A minor in Connecticut can access abortion without a parent’s permission, no problem. But in Colorado, a minor needs to let one parent know about the decision 48 hours before or get a judicial bypass, thanks to a 2003 law. Patients in Lubbock, Texas have to travel over 300 miles to the closest abortion clinic thanks to TRAP laws, whereas college students in California could soon have access to medication abortion on campus.
Abortion access was contingent on zip code and income even before Roe, as a few states already had legalized it before the 1973 Supreme Court decision. In states that didn’t, wealthy women and gender minorities still had the means to travel elsewhere to obtain the medical procedure. Still, Roe undoubtedly made access better, despite the legislative setbacks. So it is unnerving that lawmakers are emboldened enough to now say the quiet part out loud — that they want to overturn Roe — and the Supreme Court, with its conservative majority, is inclined to agree with them. (This unprecedented uncertainty about the future of Roe is also coupled with an unprecedented public support for it.)
Lawmakers in various states are pushing extreme anti-abortion legislation, in hopes that it will make it to the Supreme Court and help overturn Roe. Then, it will be up to states to individually decide whether or not abortion is legal. The legislation passed Tuesday in Alabama and Michigan are good examples of that. Both bills outlaw abortion before viability (around 24 weeks), which Supreme Court precedent says is unconstitutional.
Tuesday’s votes are the trend of 2019. Between January and March, 28 states considered bills that would ban abortion in all kinds of ways. The most notable is the so-called “heartbeat” ban, which would ban abortion as soon as a doctor can first detect cardiac activity, or as early as six weeks. Four states passed such bans this year, but none are in effect.
Lawmakers championing these bills have been very forward about their intent to use the legislation to eliminate the federal right to abortion altogether. “But what I’m trying to do here is get this case in front of the Supreme Court so Roe v. Wade can be overturned,” Alabama state Rep. Terri Collins (R), who sponsored the ban, told The Washington Post.

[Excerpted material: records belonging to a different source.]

PR #641, opened 2020-07-27
add left side links to navigate in case details

### LINKED ISSUE #429: Implement the case details navigation floating panel
image

attwad:
Feedback from UX session was that the grey titles didn't appear like links, so I made those tentatively just look like links.

Also using plain old html inner links instead of the third party library used in the case for to link to internal parts of the page, I am not sure why was that needed? Happy to move to that one and/or change the form one to be similar once we agree on the way to do this.

image

Fixes #429

### DIFF
--- a/verification/curator-service/ui/src/components/ViewCase.tsx
+++ b/verification/curator-service/ui/src/components/ViewCase.tsx
@@ -110,7 +110,7 @@ const useStyles = makeStyles((theme) => ({
         marginBottom: '1em',
         marginLeft: '10em',
         // width - left shift and nav menu size.
-        width: 'calc(100vw - 25em)',
+        width: 'calc(100vw - 23em)',
         scrollBehavior: 'smooth',
     },
     editBtn: {
--- a/verification/curator-service/ui/src/components/ViewCase.tsx
+++ b/verification/curator-service/ui/src/components/ViewCase.tsx
@@ -1,3 +1,4 @@
+/* eslint-disable jsx-a11y/anchor-is-valid */
 import { Case, GenomeSequence, Location, Travel } from './Case';
 import {
     Container,
@@ -8,6 +9,7 @@ import {
     Button,
 } from '@material-ui/core';
 
+import { Link as TypoLink } from '@material-ui/core';
 import AppModal from './AppModal';
 import MuiAlert from '@material-ui/lab/Alert';
 import React from 'react';
@@ -107,9 +109,17 @@ const useStyles = makeStyles((theme) => ({
     container: {
         marginTop: '1em',
         marginBottom: '1em',
+        marginLeft: '10em',
+        // width - left shift and nav menu size.
+        width: 'calc(100vw - 25em)',
     },
     editBtn: {
         marginLeft: '1em',
+    },
+    navMenu: {
+        position: 'fixed',
+        lineHeight: '2em',
+        width: '13em',
     },
 }));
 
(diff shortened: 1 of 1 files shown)


verification/curator-service/ui/src/components/ViewCase.tsx
```diff
@@ -134,344 +145,420 @@ function dateRange(range?: { start?: string; end?: string }): string {
...
+                    SYMPTOMS
+                </TypoLink>
+                <br />
+                <TypoLink variant="body2" href="#travel-history">
+                    TRAVEL HISTORY
+                </TypoLink>
+                <br />
+                <TypoLink variant="body2" href="#pathogens">
+                    PATHOGENS
+                </TypoLink>
```
allysonjp715, line 176: A couple sections are missing. Here are the ones from Edit case:
Screen Shot 2020-07-27 at 2 00 23 PM

verification/curator-service/ui/src/components/ViewCase.tsx
```diff
@@ -134,344 +145,420 @@ function dateRange(range?: { start?: string; end?: string }): string {
...
-                    >
-                        <Button
-                            variant="outlined"
-                            color="primary"
-                            className={classes.editBtn}
-                            endIcon={<EditIcon />}
+        <>
+            <nav className={classes.navMenu}>
+                <TypoLink variant="body2" href="#case-data">
+                    CASE DATA
```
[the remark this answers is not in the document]
attwad: used css instead, should be okay with translations as well.

verification/curator-service/ui/src/components/ViewCase.tsx
attwad: as discussed, made it consistent with the mocks.

attwad:
> The scroll package animates the scroll nicely. Does this method do that?

no, I tried adding scrollBehavior: "smooth" but it seems react router is messing with links and with react you HAVE to use some kind of library like react-scroll which is a shame :( so switched to it...

verification/curator-service/ui/src/components/ViewCase.tsx
```diff
@@ -107,10 +110,18 @@ const useStyles = makeStyles((theme) => ({
     container: {
         marginTop: '1em',
         marginBottom: '1em',
+        marginLeft: '10em',
+        // width - left shift and nav menu size.
+        width: 'calc(100vw - 25em)',
```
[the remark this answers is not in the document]
attwad: ah sorry I had 2em left, 25 != 10+13, 23 =10+13

verification/curator-service/ui/src/components/ViewCase.tsx
```diff
@@ -107,10 +108,20 @@ const useStyles = makeStyles((theme) => ({
     container: {
         marginTop: '1em',
         marginBottom: '1em',
+        marginLeft: '10em',
+        // width - left shift and nav menu size.
+        width: 'calc(100vw - 23em)',
+        scrollBehavior: 'smooth',
```
allysonjp715, line 114: Is this still needed now that we're using the library?

verification/curator-service/ui/src/components/ViewCase.tsx
```diff
@@ -133,345 +144,485 @@ function dateRange(range?: { start?: string; end?: string }): string {
...
+                <br />
+                <Button
+                    variant="text"
+                    onClick={(): void => scrollTo('pathogens')}
+                >
+                    pathogens
+                </Button>
+                <br />
+                <Button variant="text" onClick={(): void => scrollTo('notes')}>
+                    notes
```
allysonjp715, line 208: To match the sections that currently exist in the details page I think these titles should be (missing/differing titles bolded):
case data
demographics
location
event history,
symptoms
**preexisting conditions**
**transmission**
travel history
**pathogens & genome sequencing**
notes

I would also split up pathogens and genome sequencing since they aren't related. Pathogens is other pathogens the case has and genome sequencing is pertaining to the disease in question (covid). But happy for that to be in a different PR since this is just about adding the section titles.

verification/curator-service/ui/src/components/ViewCase.tsx
attwad: preexisting conditions is missing from mocks and is also quite long, I've added transmission to match the mocks .

verification/curator-service/ui/src/components/ViewCase.tsx
attwad: yes, default is not smooth.

PR #645, opened 2020-07-27
Fix UX of selecting Unknown fields

### LINKED ISSUE #444: UX for unknown fields
Selecting Unknown makes no change to the field, just remains blank.
UX to confirm expected functionality and UX when selected.
See attached design currently.

Screen Shot 2020-07-06 at 2 10 18 PM

allysonjp715:
Fixes #444

### DIFF
--- a/verification/curator-service/ui/src/components/new-case-form-fields/Symptoms.tsx
+++ b/verification/curator-service/ui/src/components/new-case-form-fields/Symptoms.tsx
@@ -11,7 +11,7 @@ import { useFormikContext } from 'formik';
 
 // TODO: get values from DB
 const symptomStatusValues = [
-    undefined,
+    'Unknown',
     'Asymptomatic',
     'Symptomatic',
     'Presymptomatic',
--- a/verification/curator-service/ui/src/components/new-case-form-fields/TravelHistory.tsx
+++ b/verification/curator-service/ui/src/components/new-case-form-fields/TravelHistory.tsx
@@ -33,10 +33,10 @@ const useStyles = makeStyles(() => ({
     },
 }));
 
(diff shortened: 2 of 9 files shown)


verification/curator-service/ui/src/components/new-case-form-fields/Symptoms.tsx
```diff
@@ -11,7 +11,7 @@ import { useFormikContext } from 'formik';
 
 // TODO: get values from DB
```
attwad, line 12: nit but should we really be getting those 3 from the DB? I don't think so.

verification/curator-service/ui/src/components/new-case-form-fields/TravelHistory.tsx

The nation’s highest court just might overturn Roe. Supreme Court Justice Stephen Breyer, for one, is concerned about this, saying in a dissent in an unrelated case on Monday that the decision overturning the court’s precedent “can only cause one to wonder which cases the Court will overrule next.” In the same paragraph, he mentioned Planned Parenthood v. Casey, the 1992 decision in which the Supreme Court upheld Roe on the basis of precedent.
— Jeffrey Toobin (@JeffreyToobin) May 13, 2019
There are four cases related to abortion before the Supreme Court right now. Last Friday, justices considered for the 13th time an Indiana law that would ban abortion before viability, triggering a challenge to Roe. A majority of lower, federal judges dismissed the law because it clearly violated Supreme Court precedent. So the fact that justices haven’t dismissed hearing the Indiana case is especially worrisome, as New York Magazine’s Irin Carmon has argued.
With Roe’s future unclear, pro-choice activists are trying to secure the right where they can. Measures like the one that Rhode Island tried to pass on Tuesday, and New York successfully enacted in January, matter all the more now, when it’s looking like legality will actually be contingent on zip code.
Patients from every zip code, however, will continue to have abortions because unintended pregnancies are inevitable. Before Roe, somewhere between 200,000 and 1.2 million illegal abortions were performed per year in the 1950s and 1960s. A lack of a federal standard doesn’t stop abortion, but it does make it dangerous.